Сам Мёллер больше не верил в способность христианства указывать путь в будущее. Это мог сделать национальный миф, который был сокрыт в глубине немецкой истории. Именно подобный миф мог принести богатые плоды. Национал-социализм доказал правоту Мёллера ван ден Брука. Его диагноз оказался верным. Но именно национал-социализм поставил его под сомнение. Нашествие национальных мифов пробудило в христианских церквях регенерирующие силы, которые вновь обратили-внимание на гуманистические обязательства христианства. Наиболее активно этот процесс пошел после 1945 года.

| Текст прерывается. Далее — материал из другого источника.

PR #7998, opened 2021-03-24
Stop storing temporary assets in the tilemap project

riknoll:
Fixes https://github.com/microsoft/pxt-arcade/issues/3296

This PR changes how we store temporary assets a bit. We used to store them in the tilemap project, which was very error prone because it was difficult to keep the tilemap project and blocks file in sync. Now it just stores them in the blocks themselves, and fetches them from the workspace when opening the asset editor and "my assets" tab.

This fixes a lot of undo/redo bugs and probably quite a few other "disappearing asset" cases that we haven't reported. It also should fix the bug we saw on stream the other day where we lost all of our assets when skipping javascript decompile.

From my testing, this seems much more stable than it was before. Still we should make sure we test this before release.

### DIFF
--- a/pxtblocks/fields/field_asset.ts
+++ b/pxtblocks/fields/field_asset.ts
@@ -264,12 +264,7 @@ namespace pxtblockly {
                             this.asset.meta.blockIDs = this.asset.meta.blockIDs.filter(id => id !== this.sourceBlock_.id);
 
                             if (!this.isTemporaryAsset()) {
-                                if (this.asset.meta.blockIDs.length === 0 && !this.asset.meta.displayName) {
-                                    project.removeAsset(this.asset);
-                                }
-                                else {
-                                    project.updateAsset(this.asset);
-                                }
+                                project.updateAsset(this.asset);
                             }
                         }
                     }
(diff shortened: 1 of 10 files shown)


jwunderl (approved):

pxtblocks/fields/field_asset.ts
```diff
@@ -245,11 +263,13 @@ namespace pxtblockly {
                         if (this.sourceBlock_ && this.asset.meta.blockIDs) {
                             this.asset.meta.blockIDs = this.asset.meta.blockIDs.filter(id => id !== this.sourceBlock_.id);
 
-                            if (this.asset.meta.blockIDs.length === 0 && !this.asset.meta.displayName) {
-                                project.removeAsset(this.asset);
-                            }
-                            else {
-                                project.updateAsset(this.asset);
+                            if (!this.isTemporaryAsset()) {
+                                if (this.asset.meta.blockIDs.length === 0 && !this.asset.meta.displayName) {
```
shakao, line 267: not sure i understand this check--won't the display name always be present if it is not a temporary asset?

shakao:
one question, lgtm otherwise!

shakao (approved):

pxtblocks/fields/field_asset.ts
riknoll: whoops, i think this is just left over from refactoring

Но если усиление современных христианских партий не является раскаянием первых послевоенных лет, то, значит, христианское наследие укоренилось в Германии гораздо глубже, нежели это предполагали младоконсерваторы, что оно даже в XX веке способно излучать мощнейшие импульсы. Консерватизм, который предполагал отказаться от этой силы, либо вводил себя в заблуждение, ставя такой диагноз, либо осознанно мобилизовал силы, которые отрицали традицию и должны были способствовать ее разрушению на практике.

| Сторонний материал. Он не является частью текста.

PR #8000, opened 2021-03-25
Fix blockCombine blocks in incontext translation mode

jwunderl:
fix https://github.com/microsoft/pxt-arcade/issues/1793
fix https://github.com/microsoft/pxt-arcade/issues/2824
fix https://github.com/microsoft/pxt-arcade/issues/3120

Have to kick off the work async in a sync method here -- in practice it looks like this runs before the page is fully loaded, but I gave it a default english localization while the real one is loading just in case

### DIFF
--- a/pxtlib/service.ts
+++ b/pxtlib/service.ts
@@ -478,11 +478,17 @@ namespace ts.pxtc {
                 updateBlockDef(ex.attributes)
                 if (pxt.Util.isTranslationMode()) {
                     ex.attributes.translationId = ex.attributes.block;
-                    pxt.crowdin.inContextLoadAsync(ex.attributes.block)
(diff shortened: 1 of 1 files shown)


pelikhan:
On a slow enough connection it might create issues?

jwunderl:
Worst case the block will show up in english but 'translate this block' menu should still show the correct thing; similar to these built in ones that are also kicked off async in a synchronous portion of the code I believe https://github.com/microsoft/pxt/blob/d61dbc45b04867826176b1a14c9a66ea034958ed/pxtlib/blocks.ts#L764

Currently the toolbox just crashes due to these not getting replaced ~

pelikhan (approved):

PR #8011, opened 2021-03-26
Make it more obvious when Immersive Reader is focused/hovered on

livcheerful:
fixes https://github.com/microsoft/pxt-arcade/issues/3318

for non-HC mode, it was really hard to see when the button was focused/hovered on. it's better now!

image
image
image
image
image
image

### DIFF
--- a/theme/highcontrast.less
+++ b/theme/highcontrast.less
@@ -818,6 +818,16 @@
 
     /* immersive reader */
     .modals .ui.button.immersive-reader-button,
+    #mainmenu .immersive-reader-button.ui.item {
+        border: 1px solid #fff!important;
+        background-image: @immersiveReaderLightIcon !important;
+        background-repeat: no-repeat !important;
+        background-size: 80% !important;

Армин Мёлер в своей знаменитой работе «Консервативная революция в Германии» сознательно отказался противопоставлять старый консерватизм и младоконсерваторов. Он предпочел ограничиться следующим вердиктом. «В XIX веке христианство отказалось от многих бесполезных начал. Но в политической действительности еще осталась инертность. В пространстве, где принимаются решения, оно утратило прежнее положение… оно действует наряду с другими факторами. Этот процесс ускорился благодаря разрушению античного наследия, которое на протяжении столетия плодотворно содействовало христианству. Таким образом, элементы прежнего состояния еще существуют, но не обособленно и не в центре, а беспорядочно перепутанные между собой. Старое устройство Запада разрушено». Армин Мёлер точно воспроизводит идеи Мёллера ван ден Брука. Собственно говоря, никто не сомневается, что сейчас, равно как и во времена Мёллера ван ден Брука, христианство уже не является единственной силой, которая могла определять ход истории. В данном случае «консервативная революция» никак не сочеталась с традиционным христианством. Тогда вновь возникает вопрос: так можно ли считать «консервативную революцию» консервативным явлением? Консерватизм всегда был трудно определимым в идеологическом отношении понятием. Но он был достаточно легко прослеживаемым историческим явлением. Кажется, что именно противоречивая парность — консерватизм и революция — как нельзя лучше характеризует политическое положение консерватизма в Веймарской республике. Но с другой стороны, очень сложно отыскать конкретное место, где в политическом ландшафте послевоенной Германии располагался лагерь «консервативной революции». Он был слишком обширен. Это противоречивое словосочетание дает лишь общую характеристику, предстает неким символом, но отнюдь не отражает реальную ситуацию и не отвечает на частные политические вопросы.